From an aesthetic viewpoint, the cover and chapter illustrations by Edith Rewa Barrett are beautiful. I adore botanical illustrations, and Ringland’s book has a gorgeous cover of Australian native flowers and each chapter begins with a pen and ink botanical illustration and a brief description of a specific flower, complete with botanical name, common name and meaning for the chapter title. Really, why should illustrations stop for adult books?
As you may have guessed from the title and cover, Australian native flowers feature heavily in Ringland’s book. Alice Hart loses both her parents in a fire at the age of nine. She deeply misses her fragile mother who loves gardening and has nightmares about both the fire and her abusive father.

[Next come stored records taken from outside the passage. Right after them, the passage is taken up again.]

PR #299, opened 2021-12-10
Type Patient Series

ghickman:
This breaks down PatientSeries into specialised Series classes, tells Column subclasses to use the correct Series, and tells the type system to enforce it all.

### DIFF
--- a/databuilder/dsl.py
+++ b/databuilder/dsl.py
@@ -299,7 +299,7 @@ class PatientSeries:
         return PatientSeries(value=comparator_value)
 
     def __repr__(self) -> str:
-        return f"PatientSeries(value={self.value})"
+        return f"{self.__class__.__name__}(value={self.value})"
 
     def __hash__(self) -> int:
         return hash(repr(self.value))
--- a/databuilder/dsl.py
+++ b/databuilder/dsl.py
@@ -280,12 +280,6 @@ class PatientSeries:
     def __repr__(self) -> str:
         return f"{self.__class__.__name__}(value={self.value})"
 
-    def round_to_first_of_month(self):
-        return PatientSeries(RoundToFirstOfMonth(self.value))
-
-    def round_to_first_of_year(self):
-        return PatientSeries(RoundToFirstOfYear(self.value))
-
 
 class BoolSeries(PatientSeries):
     def __and__(self, other: BoolSeries) -> BoolSeries:
@@ -327,6 +321,12 @@ class DateSeries(PatientSeries):
     def __ne__(self, other: DateSeries | str) -> BoolSeries:  # type: ignore[override]
         other_value = other.value if isinstance(other, DateSeries) else other
         return BoolSeries(value=self.value != other_value)
+
+    def round_to_first_of_month(self) -> DateSeries:
+        return DateSeries(RoundToFirstOfMonth(self.value))
+
+    def round_to_first_of_year(self) -> DateSeries:
+        return DateSeries(RoundToFirstOfYear(self.value))
 
 
 class IdSeries(PatientSeries):
--- a/databuilder/dsl.py
+++ b/databuilder/dsl.py
@@ -229,14 +229,14 @@ class PatientFrame:
         """
         self.row = row
 
-    def select_column(self, column: Column[S]) -> PatientSeries:
+    def select_column(self, column: Column[S]) -> S:
         """
         Return a PatientSeries containing given column.
 
         Args:
             column: The Column of interest of which you want to retrieve the value.
         """
-        return PatientSeries(self.row.get(column.name))
+        return column.series_type(self.row.get(column.name))
 
 
 class PatientSeries:
@@ -352,16 +352,21 @@ class Predicate:
 @dataclass
 class Column(Generic[S]):
     name: str
+    series_type: type[S]
 
     def is_not_null(self):
         return Predicate(self, "not_equals", None)
 
 
 class IdColumn(Column[IdSeries]):
-    ...
+    def __init__(self, name):
+        return super().__init__(name, IdSeries)
 
 
 class BoolColumn(Column[BoolSeries]):
+    def __init__(self, name):
+        return super().__init__(name, BoolSeries)
+
     def is_true(self) -> Predicate:
         return Predicate(self, "equals", True)
 
@@ -382,6 +387,9 @@ class BoolColumn(Column[BoolSeries]):
 
 
 class DateColumn(Column[DateSeries]):
+    def __init__(self, name):
+        return super().__init__(name, DateSeries)
+
     def __eq__(self, other: str) -> Predicate:  # type: ignore[override]  # deliberately inconsistent with object
         return Predicate(self, "equals", other)
 
@@ -402,6 +410,9 @@ class DateColumn(Column[DateSeries]):
 
 
 class CodeColumn(Column[CodeSeries]):
+    def __init__(self, name):
+        return super().__init__(name, CodeSeries)
+
     def __eq__(self, other: str) -> Predicate:  # type: ignore[override]  # deliberately inconsistent with object
         return Predicate(self, "equals", other)
 
@@ -413,6 +424,9 @@ class CodeColumn(Column[CodeSeries]):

She’s taken to Thornfield, her grandmother’s flower farm, a long drive away and doesn’t talk for a couple of months. There’s a strong matriarchal history of her family at the farm, and she slowly understands her family and her place in it, surrounded by the care of the twelve women who are also working and healing at the farm, under the care of June, Alice’s paternal grandmother. June teaches Alice to use the language of flowers as a way to communicate the words that are too hard to share. There are many secrets and many unspoken words at Thornfield.
The second half of the book focuses on adult Alice, as she falls in love, has her heart broken and leaves Thornfield.
Ringland explains the editing process by Harper Collins, Fourth Estate, in this short video clip, where she states that she needed to go a little deeper into some of the more difficult chapters to write which she had been avoiding. Her editor helped her to look at these chapters more clearly.
This book rings with authenticity and authority. It’s one of my favourite reads for 2018 – maybe it will be one of your favourites, too!